Surface Modification Of Gold Nano-sol And In The Application Of Ph Sensors

With unique optical properties, gold nanoparticles have promising prospects in medical, sensing, analytical chemical, which have become a hot topic in recent years. In this thesis, gold nanoparticles have been investigated from three dimensions.Firstly, a series of gold nanoparticles with controllable diameters were prepared via reduction and an improved seed-mediated technique respectively. Comparison between these two methods was made, which laid a foundation for latter investigations, such as surface modification and spectroscopy property of gold nanoparticles.Secondly, We modified the surface of gold nanoparticles, and got excellent properties. Gold nanoparticles are tending to aggregate for their small diameter , large surface ratio and van der waals force.
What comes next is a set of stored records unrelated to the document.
Issue #114, opened 2021-05-31
Revisit language modules


sebinside:
Existing frontends shall be revisited, e.g. by:
- [x] Removing outdated frontends
- [x] Clean-up and modernize the remaining legacy frontends (with minimal effort)
- [x] Moving frontends into one common directory
- [x] Verify existing class loader logic, add stability

tsaglam:
Closed, as the final tasks were addressed by #463 and #574 for #454.

PR #242, opened 2021-11-29
Delete old Java frontends

tsaglam:
Removes the old language frontends (contributing towards #114):

- java1
- java2
- java5
- java5dm
- java7

The newest Java frontend is now just called `java` instead of `java9`.


README.md
```diff
@@ -35,7 +35,7 @@ Usage: JPlag [ options ] [<root-dir>]
 
 named arguments:
   -h, --help             show this help message and exit
-  -l                     {java1,java2,java5,java5dm,java7,java9,python3,cpp,csharp,char,text,scheme} Select the language to parse the submissions (Standard: java9)
+  -l                     {java,python3,cpp,csharp,char,text,scheme} Select the language to parse the submissions (Standard: java9)
```
Alberth289346, line 38:
```suggestion
  -l                     {java,python3,cpp,csharp,char,text,scheme} Select the language to parse the submissions (Standard: java)
```

Alberth289346:
Not sure removing java version numbers will work in the long term. Both `C++` and `Java` (and possibly other languages as well) create new versions at such an incredible high rate that existing courses may not always follow while new courses may jump to whatever the newest version is at the time.

To cover both audiences, the program may need support for more than one java version.

To handle removal, the project could have a guideline when a front end is considered obsolete (example, older than 5 years before the newest release).

tsaglam:
I think there is a bit of a misunderstanding here: The legacy Java frontends are only for a single version. For each Java update, a new frontend had to be created to support new language features. This was tedious and just not ideal. The Java 9 frontend is actually a Java 9+ frontend that was introduced for Java 9. It supports future Java versions if JPlag is compiled with that version.

We can remove the old Java frontends, as the Java9+ frontend should be able to parse older code as well (additionally, there this is the legacy version of JPlag). For future java versions, we just need to update the whole project to be compiled with that, and then we should be able to automatically support the new language features. As an example, #159 is such an upgrade. This is why we renamed the Java 9+ frontend, it is actually version-independent and always has been (explicitly to deal with the rapid release of Java versions). The version number was just to distinguish it from the redundant frontends that we will remove with this PR.

For the other frontends, we do not actually know in what state they are and what language versions they support or don't support. Since we use JPlag mainly for Java code, this frontend is well maintained and up to date. The other frontends might already be unmaintained and out-of-date, but I a do not really know.

In my opinion, a frontend is considered as obsolete, if another frontend covers the same language version(s) and also one or more additional language versions. New frontends are always welcome, if they bring some capabilities that the existing frontends do not possess. Overhauls/modernizations of existing frontends are also welcome!

**TL;DR The Java 9+ frontend is version-independent making the legacy java frontends redundant. The state of the other frontends is (largely) unknown.**

README.md
tsaglam: Good catch! I will fix that!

Linearα-methoxy-ω-mercapto-poly (ethylene glycol) molecules were chemically bonded to gold particle surfaces via the end group, SH, forming polymer brush-coated gold colloids. Experimental results indicate that the PEG-modified gold nanoparticles can resist aggregation under rigorous conditions of pH=1~13.5 or salt concentration as high as 1.20 mol/L, because the adsorbed PEG layer provides steric stabilization for the gold nanoparticles. Therefore, the PEG layer-coated gold nanoparticles largely solve the problems associated with nanoparticles, such as susceptivity to environment conditions and easiness in aggregation, and can survive in complex conditions (e.g. physiological conditions).Because of the water soluble, nontoxic, and biocompatible properties of PEG, the gold nanoparticle/PEG conjugated with high stability and excellent properties of both gold nanoparticles and PEG can serve as bio-nanoprobes for bio-analysis.Thirdly, we applied the gold nanoparticles to PH sensor. We modified successively the signals and PEG on the surface of gold nanoparticles, which then be tested. Experimental results show that the PEG-modified gold nanoparticles can resist aggregation under rigorous conditions of pH=1~13.5 or salt concentration as high as 1.20 mol/L, moreover they maintain preferable performance. Even dispersed in a series of PH buffer solution, the gold nanoparticles are sensitive to PH value. All the excellent properties lay a foundation for applying PH sensor of the gold nanoparticles to complicated bioanalysis.